** Problem statement **
Output every record below exactly.
- - - - - - -
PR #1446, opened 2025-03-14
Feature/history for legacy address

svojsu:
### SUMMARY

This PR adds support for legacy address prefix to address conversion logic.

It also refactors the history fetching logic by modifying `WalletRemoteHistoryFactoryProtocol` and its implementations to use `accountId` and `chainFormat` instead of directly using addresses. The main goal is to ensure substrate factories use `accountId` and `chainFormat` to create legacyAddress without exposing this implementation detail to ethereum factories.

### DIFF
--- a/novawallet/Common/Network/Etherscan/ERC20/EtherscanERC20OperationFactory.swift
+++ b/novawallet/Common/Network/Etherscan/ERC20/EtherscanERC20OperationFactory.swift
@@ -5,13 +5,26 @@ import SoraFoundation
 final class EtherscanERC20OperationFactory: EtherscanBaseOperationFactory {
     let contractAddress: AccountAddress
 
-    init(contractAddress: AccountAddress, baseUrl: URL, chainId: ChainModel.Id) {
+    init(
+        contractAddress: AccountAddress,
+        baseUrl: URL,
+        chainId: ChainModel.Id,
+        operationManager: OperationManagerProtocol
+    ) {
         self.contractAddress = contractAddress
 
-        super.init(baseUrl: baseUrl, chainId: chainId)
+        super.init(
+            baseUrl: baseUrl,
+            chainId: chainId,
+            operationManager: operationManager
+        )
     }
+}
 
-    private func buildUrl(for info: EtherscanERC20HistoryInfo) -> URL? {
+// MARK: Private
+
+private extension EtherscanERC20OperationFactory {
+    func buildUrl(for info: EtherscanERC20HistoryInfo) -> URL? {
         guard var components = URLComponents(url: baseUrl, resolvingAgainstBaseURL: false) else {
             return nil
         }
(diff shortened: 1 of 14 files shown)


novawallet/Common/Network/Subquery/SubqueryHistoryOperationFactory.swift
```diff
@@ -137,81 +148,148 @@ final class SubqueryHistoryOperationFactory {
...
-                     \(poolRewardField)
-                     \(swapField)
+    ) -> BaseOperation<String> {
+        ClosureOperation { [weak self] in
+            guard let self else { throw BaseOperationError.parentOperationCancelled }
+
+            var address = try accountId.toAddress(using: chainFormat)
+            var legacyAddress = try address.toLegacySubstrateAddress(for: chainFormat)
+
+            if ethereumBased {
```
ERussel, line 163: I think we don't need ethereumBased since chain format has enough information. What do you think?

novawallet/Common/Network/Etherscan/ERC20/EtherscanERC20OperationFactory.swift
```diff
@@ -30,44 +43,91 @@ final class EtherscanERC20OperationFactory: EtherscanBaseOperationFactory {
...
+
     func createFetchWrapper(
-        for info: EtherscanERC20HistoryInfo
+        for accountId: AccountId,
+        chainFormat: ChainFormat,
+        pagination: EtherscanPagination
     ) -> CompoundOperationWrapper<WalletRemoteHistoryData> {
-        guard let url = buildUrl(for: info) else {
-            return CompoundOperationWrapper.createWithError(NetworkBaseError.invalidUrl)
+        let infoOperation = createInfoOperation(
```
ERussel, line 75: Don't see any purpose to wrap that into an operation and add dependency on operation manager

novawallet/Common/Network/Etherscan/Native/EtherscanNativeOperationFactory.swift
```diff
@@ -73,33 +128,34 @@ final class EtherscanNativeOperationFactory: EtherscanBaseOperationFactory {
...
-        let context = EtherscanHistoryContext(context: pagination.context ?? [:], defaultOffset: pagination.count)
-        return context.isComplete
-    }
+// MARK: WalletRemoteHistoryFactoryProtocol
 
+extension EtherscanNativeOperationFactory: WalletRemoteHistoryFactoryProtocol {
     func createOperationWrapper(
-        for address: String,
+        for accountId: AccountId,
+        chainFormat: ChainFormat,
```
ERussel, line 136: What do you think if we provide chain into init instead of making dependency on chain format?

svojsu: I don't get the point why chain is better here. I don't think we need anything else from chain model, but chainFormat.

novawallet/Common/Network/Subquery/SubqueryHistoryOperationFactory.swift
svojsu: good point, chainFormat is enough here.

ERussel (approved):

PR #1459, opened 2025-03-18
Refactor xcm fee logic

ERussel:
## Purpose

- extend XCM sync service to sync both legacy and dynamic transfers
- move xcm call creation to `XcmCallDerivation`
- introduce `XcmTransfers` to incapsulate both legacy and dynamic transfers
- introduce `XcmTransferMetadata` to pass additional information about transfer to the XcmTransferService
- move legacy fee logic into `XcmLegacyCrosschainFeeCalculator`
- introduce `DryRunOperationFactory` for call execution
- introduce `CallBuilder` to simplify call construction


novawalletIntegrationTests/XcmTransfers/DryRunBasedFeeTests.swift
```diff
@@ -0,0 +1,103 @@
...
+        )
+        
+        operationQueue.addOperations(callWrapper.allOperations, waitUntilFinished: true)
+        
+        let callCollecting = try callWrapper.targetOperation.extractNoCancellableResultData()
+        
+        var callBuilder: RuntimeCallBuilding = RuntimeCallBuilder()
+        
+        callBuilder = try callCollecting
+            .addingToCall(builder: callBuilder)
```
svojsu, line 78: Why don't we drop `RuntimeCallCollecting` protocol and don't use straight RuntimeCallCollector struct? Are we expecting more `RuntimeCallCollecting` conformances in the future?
- - - - - - -
** Written response **
PR #1446, opened 2025-03-14
Feature/history for legacy address

svojsu:
### SUMMARY

This PR adds support for legacy address prefix to address conversion logic.

It also refactors the history fetching logic by modifying `WalletRemoteHistoryFactoryProtocol` and its implementations to use `accountId` and `chainFormat` instead of directly using addresses. The main goal is to ensure substrate factories use `accountId` and `chainFormat` to create legacyAddress without exposing this implementation detail to ethereum factories.

### DIFF
--- a/novawallet/Common/Network/Etherscan/ERC20/EtherscanERC20OperationFactory.swift
+++ b/novawallet/Common/Network/Etherscan/ERC20/EtherscanERC20OperationFactory.swift
@@ -5,13 +5,26 @@ import SoraFoundation
 final class EtherscanERC20OperationFactory: EtherscanBaseOperationFactory {
     let contractAddress: AccountAddress
 
-    init(contractAddress: AccountAddress, baseUrl: URL, chainId: ChainModel.Id) {
+    init(
+        contractAddress: AccountAddress,
+        baseUrl: URL,
+        chainId: ChainModel.Id,
+        operationManager: OperationManagerProtocol
+    ) {
         self.contractAddress = contractAddress
 
-        super.init(baseUrl: baseUrl, chainId: chainId)
+        super.init(
+            baseUrl: baseUrl,
+            chainId: chainId,
+            operationManager: operationManager
+        )
     }
+}
 
-    private func buildUrl(for info: EtherscanERC20HistoryInfo) -> URL? {
+// MARK: Private
+
+private extension EtherscanERC20OperationFactory {
+    func buildUrl(for info: EtherscanERC20HistoryInfo) -> URL? {
         guard var components = URLComponents(url: baseUrl, resolvingAgainstBaseURL: false) else {
             return nil
         }
(diff shortened: 1 of 14 files shown)


novawallet/Common/Network/Subquery/SubqueryHistoryOperationFactory.swift
```diff
@@ -137,81 +148,148 @@ final class SubqueryHistoryOperationFactory {
...
-                     \(poolRewardField)
-                     \(swapField)
+    ) -> BaseOperation<String> {
+        ClosureOperation { [weak self] in
+            guard let self else { throw BaseOperationError.parentOperationCancelled }
+
+            var address = try accountId.toAddress(using: chainFormat)
+            var legacyAddress = try address.toLegacySubstrateAddress(for: chainFormat)
+
+            if ethereumBased {
```
ERussel, line 163: I think we don't need ethereumBased since chain format has enough information. What do you think?

novawallet/Common/Network/Etherscan/ERC20/EtherscanERC20OperationFactory.swift
```diff
@@ -30,44 +43,91 @@ final class EtherscanERC20OperationFactory: EtherscanBaseOperationFactory {
...
+
     func createFetchWrapper(
-        for info: EtherscanERC20HistoryInfo
+        for accountId: AccountId,
+        chainFormat: ChainFormat,
+        pagination: EtherscanPagination
     ) -> CompoundOperationWrapper<WalletRemoteHistoryData> {
-        guard let url = buildUrl(for: info) else {
-            return CompoundOperationWrapper.createWithError(NetworkBaseError.invalidUrl)
+        let infoOperation = createInfoOperation(
```
ERussel, line 75: Don't see any purpose to wrap that into an operation and add dependency on operation manager

novawallet/Common/Network/Etherscan/Native/EtherscanNativeOperationFactory.swift
```diff
@@ -73,33 +128,34 @@ final class EtherscanNativeOperationFactory: EtherscanBaseOperationFactory {
...
-        let context = EtherscanHistoryContext(context: pagination.context ?? [:], defaultOffset: pagination.count)
-        return context.isComplete
-    }
+// MARK: WalletRemoteHistoryFactoryProtocol
 
+extension EtherscanNativeOperationFactory: WalletRemoteHistoryFactoryProtocol {
     func createOperationWrapper(
-        for address: String,
+        for accountId: AccountId,
+        chainFormat: ChainFormat,
```
ERussel, line 136: What do you think if we provide chain into init instead of making dependency on chain format?

svojsu: I don't get the point why chain is better here. I don't think we need anything else from chain model, but chainFormat.

novawallet/Common/Network/Subquery/SubqueryHistoryOperationFactory.swift
svojsu: good point, chainFormat is enough here.

ERussel (approved):

PR #1459, opened 2025-03-18
Refactor xcm fee logic

ERussel:
## Purpose

- extend XCM sync service to sync both legacy and dynamic transfers
- move xcm call creation to `XcmCallDerivation`
- introduce `XcmTransfers` to incapsulate both legacy and dynamic transfers
- introduce `XcmTransferMetadata` to pass additional information about transfer to the XcmTransferService
- move legacy fee logic into `XcmLegacyCrosschainFeeCalculator`
- introduce `DryRunOperationFactory` for call execution
- introduce `CallBuilder` to simplify call construction


novawalletIntegrationTests/XcmTransfers/DryRunBasedFeeTests.swift
```diff
@@ -0,0 +1,103 @@
...
+        )
+        
+        operationQueue.addOperations(callWrapper.allOperations, waitUntilFinished: true)
+        
+        let callCollecting = try callWrapper.targetOperation.extractNoCancellableResultData()
+        
+        var callBuilder: RuntimeCallBuilding = RuntimeCallBuilder()
+        
+        callBuilder = try callCollecting
+            .addingToCall(builder: callBuilder)
```
svojsu, line 78: Why don't we drop `RuntimeCallCollecting` protocol and don't use straight RuntimeCallCollector struct? Are we expecting more `RuntimeCallCollecting` conformances in the future?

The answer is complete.